Once I saw good results with my .clinerules prompt, I even started trying 4.1-mini for some tasks. Despite the instructions, unfortunately it still lacked agency, thorough step-by-step thinking through a problem, and being able to resolve it. What it was good it were small things like fixing no-unused-vars or other simple linting issues.
Agent hierarchy and tooling
I think we’ll soon see a rise of tooling around a more efficient use of agents and models. I’d love to see a distributed, parallelized workflow where:
Smarter model (e.g. GPT 4.1) is creating very small, very granular tasks
for simpler models (e.g. GPT 4.1 nano)
This could improve costs dramatically. We can also imagine a world where context window is managed automatically once it reaches a certain threshold. The agent can store current progress in a memory bank, reset everything, and resume from scratch, only keeping relevant information at hand. Cline is already thinking about this: they just released /new_task command that lays foundation for it. I found that it needs some tweaking to be effective but it’s a promising start.
The real context window
Speaking of context window, perhaps one of the most important charts that was shown in 4.1 announcement is how the model accuracy degrades with context window. Announcing “1M supported context window“ means nothing if your performance is at 60% after just 128k input tokens!

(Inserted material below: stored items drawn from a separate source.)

PR #55, opened 2020-06-09
Ignore `Arbitrary` instances #15

### LINKED ISSUE #15: Ignore `Arbitrary` instances
## Description

`freec` currently ignores type class contexts such that Haskell modules can still be compiled with GHC. It would be nice if we could ignore instance declarations, too.

## Motivation

When the user wants to test QuickCheck properties in GHC, `Arbitrary` instances have to be defined for custom data types. Currently, `freec` does not support type classes and type class instance declarations. Thus, the following error message is reported if there are `Arbitrary` instance declarations.

```
example/Test.hs:5:1-7:0: error:
    Type classes are not supported!
   |
 5 | instance Arbitrary Test where
   | ^^^^^^^^^^^^^^^^^^^^^^^^^^^^^...
```

As a work around, `Arbitrary` instances currently have to be commented out when compiling the module to Coq.

It should be straight forward to use the same mechanism that we use to ignore type class contexts to ignore all instance declarations. Thus, I'm going to add the <kbd>good first issue</kbd> label.

## Alternatives

 - Instead of ignoring all instance declarations, we could also just ignore `Arbitrary` instances. However, `Show` and `Eq` instances are also often needed in QuickCheck. Thus, it might be better to ignore all instance declarations.
 - `freec` supports custom pragmas of the form `{-# FreeC ... #-}`. We could add a custom pragma to ignore individual instance declarations in the future.

MarvinLira:
As it was suggested in #15, all declarations of type class instances are ignored using the same mechanism that is used to ignore type class contexts.
As deriving clauses on data definitions are already ignored, I also ignored standalone deriving declarations for consistency reasons.
Closes #15

### DIFF
--- a/src/lib/FreeC/Frontend/Haskell/Simplifier.hs
+++ b/src/lib/FreeC/Frontend/Haskell/Simplifier.hs
@@ -328,8 +328,12 @@ simplifyDecl decl@(HSE.GDataDecl _ _ _ _ _ _ _) =
 simplifyDecl decl@(HSE.GDataInsDecl _ _ _ _ _ _) =
   notSupported "GADT style declarations" decl
 simplifyDecl decl@(HSE.ClassDecl _ _ _ _ _) = notSupported "Type classes" decl
-simplifyDecl decl@(HSE.InstDecl _ _ _ _) = notSupported "Type classes" decl
-simplifyDecl decl@(HSE.DerivDecl _ _ _ _) = notSupported "Type classes" decl
+simplifyDecl decl@(HSE.InstDecl _ _ _ _) = do
+  skipNotSupported "Instance declarations" decl
+  return ([], [], [])
+simplifyDecl decl@(HSE.DerivDecl _ _ _ _) = do
+  skipNotSupported "Deriving declarations" decl
+  return ([], [], [])
 simplifyDecl decl@(HSE.DefaultDecl _ _) = notSupported "Type classes" decl
 simplifyDecl decl@(HSE.SpliceDecl _ _) = notSupported "Template Haskell" decl
 simplifyDecl decl@(HSE.TSpliceDecl _ _) = notSupported "Template Haskell" decl


just95 (approved):

src/lib/FreeC/Frontend/Haskell/Simplifier.hs
```diff
@@ -328,8 +328,12 @@ simplifyDecl decl@(HSE.GDataDecl _ _ _ _ _ _ _) =
 simplifyDecl decl@(HSE.GDataInsDecl _ _ _ _ _ _) =
   notSupported "GADT style declarations" decl
 simplifyDecl decl@(HSE.ClassDecl _ _ _ _ _) = notSupported "Type classes" decl
-simplifyDecl decl@(HSE.InstDecl _ _ _ _) = notSupported "Type classes" decl
-simplifyDecl decl@(HSE.DerivDecl _ _ _ _) = notSupported "Type classes" decl
+simplifyDecl decl@(HSE.InstDecl _ _ _ _) = do
+  skipNotSupported "Instance declarations" decl
+  return ([], [], [])
```
ichistmeinname, line 333: Would it make sense to move `return ([],[],[])` into the definition of `skipNotSupported`?

MarvinLira: I don't think so. Not in every position, where `skipNotSupported` is used, is `([],[],[])` the result to return. One could of course modify `skipNotSupported` such that it takes `([],[],[])` as a third argument and returns it, but this would not make the code much shorter.
Additionally, I would say that the purpose of this function should be to only produce a warning and not to return some value as it is also used within larger `do` blocks like in line 144.

ichistmeinname: Since the return type of `skipNotSupported` currently is `()`, all other usages of the function in a do-block just skip the result, which is still possible (and plausible) with the changed return value. Isn't it?

just95: @ichistmeinname GHC would complain in such cases and the result would have to be ignored with `_ <-` explicitly. Also, a return type of `([], [], [])` would lead to type errors when `skipNonSupported` is used in `when` or `unless`. I'd agree with @marvin2706 that the purpose of the function is just to produce a warning. If we really want to avoid the repeated `return ([], [], [])`s, I'd suggest to add a `skipNonSupportedDecl` function for that purpose.

ichistmeinname: I see, you're right. So maybe the code felt a bit less clumsy to me if all skipped constructors would be matched with a guard. Something like the following, where `describeSkip` yields the "description String" like `"Instance declarations" above.

```
simplifyDecl decl | isSkippable decl = skipNotSupported (describeSkip decl) decl
```

ichistmeinname: Then let's not overthink it and leave as it is.

stu204767 (approved):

Other models also start to hallucinate long before reaching a context window, as shown in RULER: What’s the Real Context Size of Your Long-Context Language Models? Memory banks are important not just for cost reason but for performance as well.
Production ready app in few weeks
This week also marks a month of working with Cline and my app is now ready! I’ve done some heavy refactoring — switched to BetterAuth which involved database changes. This wasn’t doable with vibe coding but Cline still wrote all of the code with heavy assistance. You can now edit/delete/log scores and the UI correctly changes for time vs. rep vs. load -based ones. The app has light and dark modes. It works on mobile by presenting a very different list-based view:
I was able to quickly add import/export features, and even created adjusted performance levels based on workout difficulties, which themselves were inferred with AI :)
The 70% problem that
talked about is true. AI is making me extremely productive but there are many times I have to step in and ensure things go on course. One day I spent few hours trying to vibe my way through a popover not having correct styles. No amount of prompting helped and I was getting frustrated and confused, burning through more and more tokens. Then I opened DevTools and started digging through classes, quickly noticing that they take no effect. What?! Then I saw that an element was rendered at the end of a <body>. By intuition, I immediately dragged it into a main container… lo and behold, the styles applied as it was now part of a theme “context”.Of course it’s just a matter of time until agents can use DevTools to perform the same debugging and find the same issue. We’re not quite there yet but we’re quickly approaching it.